The first day or maybe day 2 I virtually walked through that chat door and I don’t remember anything. You could have told me the sky was green that day and I would have believed you. The fog was heavy; the stress level was at 1000 percent but it wasn’t just because I had stopped dipping. I had just started a new job, have a baby on the way, building a new house, and to top it all off I stopped dipping. There were multiple people in chat and I remember two vividly. One was Jeffrey Dolfie and the other was Steph Larowe. THEY were more excited that I was in there than I was! How is this possible that these 2 people that I have no idea who they are be excited that I am on day 1, or day 2…who the hell knows what day it was! The comments directed to myself were “day 2 is baddass fluck” “day 2 is awesome congrats”. I am a pretty social guy but this welcoming was just unheard of. I sat in chat all day talked about how much I paid for dip, how I missed it, how my life sucked, how the world was crashing. You name it I thought about it and I couldn’t see ANY silver lining anywhere, but I knew one thing I always had the people in chat to have my back. I got PM’s on the forum, I had cell numbers, my phone was blowing up, but I didn’t care. I just wanted to stay quit. My girlfriend was supporting me and she said anything you have to do to stay quit do it. I had so many numbers and people texting me to make sure I was good, Im sure she thought I was seeing someone else, and I kind of was, It was all of Killthecan.org.
A week went by of me frequenting the chat day in day out from 7:30am to 4:30pm. I met new people played around in the fog still asked questions, but most importantly started to gain friendships. Dolfie and Steph would be busting on each other, I would just sit back and read what was wrote and something put my hand on my head in disgust. But it kept me quit. It kept my mind off of what I had done for 10 years, and unknowingly start to grow a bond of KTC chat family. I had my routine down, I would get into work, log into my PC, hit up killthecan.org forums post roll and then jump into chat only to find myself alone until everyone started to come in. The friendship was building and I was slowly gravitating to specific people who I started to get to know.

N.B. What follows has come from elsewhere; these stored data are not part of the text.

PR #337, opened 2017-11-08
Update transactions api parameters

LukasGasior1:
Added: fromBlock and toBlock params instead of max-num limit


src/main/scala/io/iohk/ethereum/jsonrpc/EthService.scala
```diff
@@ -739,11 +737,7 @@ class EthService(
         .filter(_.tx.receivingAddress.contains(request.address))
         .map(TransactionResponse(_, pending = Some(true)))
 
-      val numRecentBlocks = request.numRecentBlocks.getOrElse(txMaxNumRecentBlocks) min txMaxNumRecentBlocks
-
-      val bestBlockNum = appStateStorage.getBestBlockNumber()
-      val start = (bestBlockNum - numRecentBlocks).max(0)
-      val recentTxs = (start to bestBlockNum)
+      val recentTxs = (request.fromBlock to request.toBlock)
         .flatMap { n => blockchain.getBlockByNumber(n) }
```
KonradStaniec: Wouldn't this step load all fetched blocks into memory?  
I mean when we had an explicit limit of 1000 blocks there were no risks with it, but currently, if user would like blocks for example from 1 to million, would we risk out of memory error?

rtkaczyk: Maybe leave `txMaxNumRecentBlocks ` and return an error when `toBlock - fromBlock > txMaxNumRecentBlocks`?

LukasGasior1: @KonradStaniec good point, how about making it a stream?
@rtkaczyk if the num of blocks is too high it will already return an error anyway

KonradStaniec: @LukasGasior1  I think `Stream` would be good, but maybe `Iterable` would be better as we probably do not need memoization here.

Also we can add a stage to to filter out blocks which can return empty tuples ( as i understand here https://github.com/input-output-hk/mantis/blob/d827964ffdbf6385df20a2a3cfeab1f6ac72f671/src/main/scala/io/iohk/ethereum/jsonrpc/EthService.scala#L745, even if both collectios are empty we would return `(Seq.empty, Seq.empy)` for every block)

rtkaczyk: > if the num of blocks is too high it will already return an error anyway

Sorry, I may be missing something obvious, where does it happen?

LukasGasior1: I meant it will throw an error when it runs out of mem ;)

LukasGasior1: my point is, I'm not sure if this limit is needed. If user wants to wait and get all his txs, then why not?

rtkaczyk: I guess it's not a big problem when a user is running both Daedalus and Mantis locally. Then we can say: "you messed up, you nasty user". But what if it's a public node and any user can crash it so easily?

Besides adding a limit does not prevent a user from getting all his TXs. It's just that Daedalus would have to query for them using multiple requests, in a pagination-like fashion.

LukasGasior1: well web3 is not really suitable to be exposed publicly anyway, isn't it? There are way too many ways to crash it without additional protection.
But ok, I can add that limit, just to be a bit safer

rtkaczyk: > well web3 is not really suitable to be exposed publicly anyway, isn't it?

I don't see Ethereum (and the like) ever getting wider popularity if every user is expected to run a full node.

LukasGasior1: web3 is not the only way to share access to blockchain from a full node. There are some services that offer a limited-subset of web3-like endpoints. Or you can have a non-full node, and only get the data you need from other nodes on-demand (using regular peer protocol)

LukasGasior1: * web3 is really just a lib, I of course mean RPC api

rtkaczyk: But given how Daedalus integration works a public Mantis node with the necessary endpoints exposed is currently the only way a user can avoid running a full node.

> only get the data you need from other nodes on-demand (using regular peer protocol)

I am not familiar with that, can you shed more light? Surely Mantis doesn't support this mode, does it?

LukasGasior1: It's not a standard "mode", but it can be done. I've been playing with MPT implementation that, instead of querying local db, would use `GetNodeData` to get the nodes from other peers when needed - that way you can access state without a need to be fully synced (or syncing at all).

> But given how Daedalus integration works a public Mantis node with the necessary endpoints exposed is currently the only way a user can avoid running a full node.

I'd rather think that synced local node is necessary for Daedalus (especially that it uses personal_ endpoint to manage wallets).

rtkaczyk: Sounds interesting and promising. Are there any existing implementations that utilise such or similar method?

> I'd rather think that synced local node is necessary for Daedalus (especially that it uses personal_ endpoint to manage wallets).

I don't think it has to be considered unsafe, if done right ;)

LukasGasior1: > Sounds interesting and promising. Are there any existing implementations that utilise such or similar method?
I don't know if there are any, but for sure there are some customized nodes implementations

> I don't think it has to be considered unsafe, if done right ;)
You mean using personal_ on external/public RPC that is mean to be used by multiple users?

rtkaczyk: Well yeah, I guess the only we're missing would be some prevention against brute-forcing a password.
Anyway, the best solution would be not to use `personal_` API at all. A wallet could handle all of that internally.

LukasGasior1: @rtkaczyk limit added
@KonradStaniec I made it a Stream and added that filter

LukasGasior1: > Anyway, the best solution would be not to use personal_ API at all. A wallet could handle all of that internally.

:+1: :+1:

PR #339, opened 2017-11-15
Enable configuring certificate keystore type

ntallar:
## Description

Enables configuring the type of certificate keystore being used.

This allows recreating a certificate keystore from a certificate and key files (using `openssl pkcs12 -export ...` command), which is needed for obtaining a keystore for the Mantis client based on the `server.crt` and `server.key` from [Daedalus](https://github.com/input-output-hk/daedalus/tree/master/tls).

### DIFF
--- a/src/main/resources/application.conf
+++ b/src/main/resources/application.conf
@@ -155,17 +155,21 @@ mantis {
       enabled = true
 
       # Listening address of JSON-RPC HTTP/HTTPS endpoint
-      interface = "127.0.0.1"
+      interface = "localhost"
 
       # Listening port of JSON-RPC HTTP/HTTPS endpoint
       port = 8546
 
-      # Path to the JKS keystore storing the certificate (used only for https)
-      # null value indicates no certificate is being used
+      # Path to the keystore storing the certificates (used only for https)
+      # null value indicates HTTPS is not being used
       certificate-keystore-path = null
 
-      # File with the password used for accessing the certificate (used only for https)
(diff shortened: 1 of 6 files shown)


src/main/resources/application.conf
```diff
@@ -155,17 +155,21 @@ mantis {
...
-      # null value indicates no certificate is being used
+      # Path to the keystore storing the certificates (used only for https)
+      # null value indicates HTTPS is not being used
       certificate-keystore-path = null
 
-      # File with the password used for accessing the certificate (used only for https)
-      # null value indicates no certificate is being used
+      # Type of certificate keystore being used
+      # null value indicates HTTPS is not being used
+      certificate-keystore-type = null
```
rtkaczyk: What are valid keystore types? Maybe that info could be included in the comment here?

ntallar:
> Any setup guidance anywhere?

The steps required for using this for setting this up for using Daedalus were added to the related [Youtrack ticket](https://iohk.myjetbrains.com/youtrack/issue/EC-339), I just updated (and moved some of the setup from the ticket) to the [configuring HTTPS wiki](https://github.com/input-output-hk/mantis/wiki/Configuring-HTTPS-for-JSON-RPC).

src/main/resources/application.conf
rtkaczyk: Detail: a clarification was added to `network.conf`. Could we also add it to this file `application.conf`?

Week 3 was an interesting week. I had started to feel good about my quit, my craves were subsiding. It didn’t feel like the end of the world and I started to understand that people are going to come in and out of chat. Chat platform changed a couple times but always stuck out the changes and it was fun listening to everyone bitch about the old platform or how bad the new one was. But one thing stood strong was that I was quit and anything I needed someone was there. My mornings started to consist of getting to work, posting roll, logging into chat and johnnodip and I would sit in chat and talk about everything and anything. From guitars, to precious metals, to gardening to stock market. Whatever the hell was going on John and Eric in the morning would always happen. (It still happens to this day). I sat back one night almost getting ready to approach week 4 and said to myself. Damn I actually have some close friends that I talk to every day and never met them!
Week 4 I was getting more comfortable. Learning new names, screen names, everything under the sun. At this point Dolfie was telling me I needed to go to the Nasty 9th meet, so I can meet all the people we talk to. Of course I was very reserved and just said sure not knowing if I would really go. I mean these are people I met on the internet, can I really trust them? I said I would go and typically I don’t go back on my word although this time I wished I didn’t commit to something I wasn’t comfortable with.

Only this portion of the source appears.